■ **Given information**:
============

Issue #4643, opened 2023-05-25
[ENH][MNT] umbrella issue: interface estimators (other than `AutoARIMA`) from `statsforecast` into `sktime`


yarnabrina:
This issue lists different tasks to interface more estimators from `statsforecast`. Till `0.18.0`, `AutoARIMA` (present in `statsforecast.arima`) was already interfaced as `StatsForecastAutoARIMA` inheriting more `ARIMA` focused base adapter `_StatsForecastAdapter`. As part of #4629, a more general base class has been attempted to conform to the general pattern of `statsforecast.models.*` estimators, and `StatsForecastAutoARIMA` has been updated accordingly. Given new general adapter, one can now add other `statsforecast` estimators inheriting from `_GeneralisedStatsForecastAdapter`.

Estimators to add:

1. `Automatic Foreacsting` models (more popular)
  1. [`AutoETS`](https://nixtla.github.io/statsforecast/models.html#autoets)
  2. [`AutoCES`](https://nixtla.github.io/statsforecast/models.html#autoces)
  3. [`AutoTheta`](https://nixtla.github.io/statsforecast/models.html#autotheta) - #4539
2. Other models listed [here](https://nixtla.github.io/statsforecast/models.html)

Expected tasks for each PR to add one of the models:

1. create a new concrete estimator class inheriting from `_GeneralisedStatsForecastAdapter`
2. add appropriate tags, especially `ignores-exogeneous-X`, `capability:pred_int` and `capability:pred_int:insample`
3. add all positional and keyword arguments required by the underlying estimator in `__init__` method, instead of using `*args` or `**kwargs`
4. create an instance of underlying `statsforecast` model in `_instantiate_model` method (indicated as abstact class in adapter)
5. add at least one, and preferably more (but not too high to reduce CI time), test cases in `get_test_params` method

To start with, this model specific classes can live in `sktime/forecasting/statsforecast.py`. Please keep @FedericoGarza as the author of the underlying estimators. The new class should be exported in `__all__` and also should be mentioned in `docs/source/api_reference/forecasting.rst`.

After (most of) these models are added, a maintainenace PR can split into different model into individual modules inside a directory (sub-package) of same name as current module (i.e. `sktime/forecasting/statsforecast/`) to help maintenance and avoid deprecation lag.

yarnabrina:
[...]

PR #4648, opened 2023-05-27
[ENH] statsforecast AutoETS direct interface estimator

yarnabrina:
Part of #4643.

This PR adds an interface to the `AutoETS` model provided in `statsforecast`. It's exposed to users as `StatsForecastAutoETS`, which inherits from `_GeneralisedStatsForecastAdapter` added in #4629.


fkiraly (approved):
Straightforward given the adapter class, great!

============

■ **Exercise directions**:
Retype exactly, and only, the lines above from the one where "[ENH][MNT] umbrella issue: interface" occurs up to and including the one where "2. add appropriate" occurs.

■ **Result**:
[ENH][MNT] umbrella issue: interface estimators (other than `AutoARIMA`) from `statsforecast` into `sktime`


yarnabrina:
This issue lists different tasks to interface more estimators from `statsforecast`. Till `0.18.0`, `AutoARIMA` (present in `statsforecast.arima`) was already interfaced as `StatsForecastAutoARIMA` inheriting more `ARIMA` focused base adapter `_StatsForecastAdapter`. As part of #4629, a more general base class has been attempted to conform to the general pattern of `statsforecast.models.*` estimators, and `StatsForecastAutoARIMA` has been updated accordingly. Given new general adapter, one can now add other `statsforecast` estimators inheriting from `_GeneralisedStatsForecastAdapter`.

Estimators to add:

1. `Automatic Foreacsting` models (more popular)
  1. [`AutoETS`](https://nixtla.github.io/statsforecast/models.html#autoets)
  2. [`AutoCES`](https://nixtla.github.io/statsforecast/models.html#autoces)
  3. [`AutoTheta`](https://nixtla.github.io/statsforecast/models.html#autotheta) - #4539
2. Other models listed [here](https://nixtla.github.io/statsforecast/models.html)

Expected tasks for each PR to add one of the models:

1. create a new concrete estimator class inheriting from `_GeneralisedStatsForecastAdapter`
2. add appropriate tags, especially `ignores-exogeneous-X`, `capability:pred_int` and `capability:pred_int:insample`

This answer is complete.